(Items listed in a dataset)
PR #148, opened 2026-06-24
Componentize logos delivery

jazzz:
## Problem

The embedded version of LogosDelivery is only available via chat-cli. 

This:
1. Makes it difficult to use the embedded version of logos-delivery in other projects.
2. Complicates chat-cli with transport level concepts and complicated build steps.

## Solution

- Move the `chat-cli/logos-delivery` transport to `components/EmbeddedP2pDeliveryService`
- Remove requirement for build.rs in consumers

### Build Updates

- `extensions/components/build.rs` — single source of truth: finds the lib (env override → nix auto-build), stamps an absolute install name (macOS install_name_tool, Linux patchelf --set-soname), emits the propagating link directives.
- `bin/chat-cli/build.rs` — deleted.
- `extensions/components/src/lib.rs` — export gated on logos_delivery to stay consistent with the module gate in delivery.rs, so the type is present exactly when the lib is available.

### Consuming

`EmbeddedP2pDeliveryService` is available to applications via cargo import.  

`components = { ..., features = ["embedded_p2p_delivery"]}`


bin/chat-cli/Cargo.toml
```diff
@@ -9,9 +9,11 @@ path = "src/main.rs"
 
 [dependencies]
 # Workspace dependencies (sorted)
+components = { workspace = true , features = ["embedded_p2p_delivery"]}
 crossbeam-channel = { workspace = true }
 logos-chat = { workspace = true }
 
+
```
kaichaosun:
```suggestion
```

bin/chat-cli/src/main.rs
```diff
@@ -13,13 +13,33 @@ use logos_chat::{
     RegistrationService, StorageConfig, Transport,
 };
 
+use components::{EmbeddedP2pDeliveryService, P2pConfig};
+
+#[derive(Debug)]
+struct P2pTransport(EmbeddedP2pDeliveryService);
```
kaichaosun, line 19: [question] why wrap the `EmbeddedP2pDeliveryService` into `P2pTransport`, not use `EmbeddedP2pDeliveryService` and implement the traits directly on it?

kaichaosun (approved):

bin/chat-cli/src/main.rs
jazzz: The issue here is who is the owner of the Transport trait?

Transport trait is the result of the ChatClient being based on threaded model - it mandates that a DS uses a `crossbeam` queue to pass events across threads. 

Given this requirement is unique to ChatClient, it doesn't quite make sense to force all DS's operate in this manner.

The approach is to use the newtype pattern to implement Transport where its needed. In the future this can be cleaned further, by building a blanket impl that runs the DS in a thread and captures output into a queue, so this does not require to be implemented.

osmaczko (approved):
Nice cleanup 👍

PR #149, opened 2026-06-24
CI Speed-up

jazzz:


jazzz:
ref: https://github.com/logos-messaging/libchat/pull/150 touches on the same part. Merge that first, to minimize conflicts

PR #150, opened 2026-06-24
feat: update nixpkgs locked version to avoid override nixpkgs in ci.

kaichaosun:
Update nixpkgs pinned in flake.lock and remove override personal branch.


jazzz (approved):
🙏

▸ Problem description
The records above are to be printed in full, exactly as they appear.

▸ Answer to this problem
PR #148, opened 2026-06-24
Componentize logos delivery

jazzz:
## Problem

The embedded version of LogosDelivery is only available via chat-cli. 

This:
1. Makes it difficult to use the embedded version of logos-delivery in other projects.
2. Complicates chat-cli with transport level concepts and complicated build steps.

## Solution

- Move the `chat-cli/logos-delivery` transport to `components/EmbeddedP2pDeliveryService`
- Remove requirement for build.rs in consumers

### Build Updates

- `extensions/components/build.rs` — single source of truth: finds the lib (env override → nix auto-build), stamps an absolute install name (macOS install_name_tool, Linux patchelf --set-soname), emits the propagating link directives.
- `bin/chat-cli/build.rs` — deleted.
- `extensions/components/src/lib.rs` — export gated on logos_delivery to stay consistent with the module gate in delivery.rs, so the type is present exactly when the lib is available.

### Consuming

`EmbeddedP2pDeliveryService` is available to applications via cargo import.  

`components = { ..., features = ["embedded_p2p_delivery"]}`


bin/chat-cli/Cargo.toml
```diff
@@ -9,9 +9,11 @@ path = "src/main.rs"
 
 [dependencies]
 # Workspace dependencies (sorted)
+components = { workspace = true , features = ["embedded_p2p_delivery"]}
 crossbeam-channel = { workspace = true }
 logos-chat = { workspace = true }
 
+
```
kaichaosun:
```suggestion
```

bin/chat-cli/src/main.rs
```diff
@@ -13,13 +13,33 @@ use logos_chat::{
     RegistrationService, StorageConfig, Transport,
 };
 
+use components::{EmbeddedP2pDeliveryService, P2pConfig};
+
+#[derive(Debug)]
+struct P2pTransport(EmbeddedP2pDeliveryService);
```
kaichaosun, line 19: [question] why wrap the `EmbeddedP2pDeliveryService` into `P2pTransport`, not use `EmbeddedP2pDeliveryService` and implement the traits directly on it?

kaichaosun (approved):

bin/chat-cli/src/main.rs
jazzz: The issue here is who is the owner of the Transport trait?

Transport trait is the result of the ChatClient being based on threaded model - it mandates that a DS uses a `crossbeam` queue to pass events across threads. 

Given this requirement is unique to ChatClient, it doesn't quite make sense to force all DS's operate in this manner.

The approach is to use the newtype pattern to implement Transport where its needed. In the future this can be cleaned further, by building a blanket impl that runs the DS in a thread and captures output into a queue, so this does not require to be implemented.

osmaczko (approved):
Nice cleanup 👍

PR #149, opened 2026-06-24
CI Speed-up

jazzz:


jazzz:
ref: https://github.com/logos-messaging/libchat/pull/150 touches on the same part. Merge that first, to minimize conflicts

PR #150, opened 2026-06-24
feat: update nixpkgs locked version to avoid override nixpkgs in ci.

kaichaosun:
Update nixpkgs pinned in flake.lock and remove override personal branch.


jazzz (approved):
🙏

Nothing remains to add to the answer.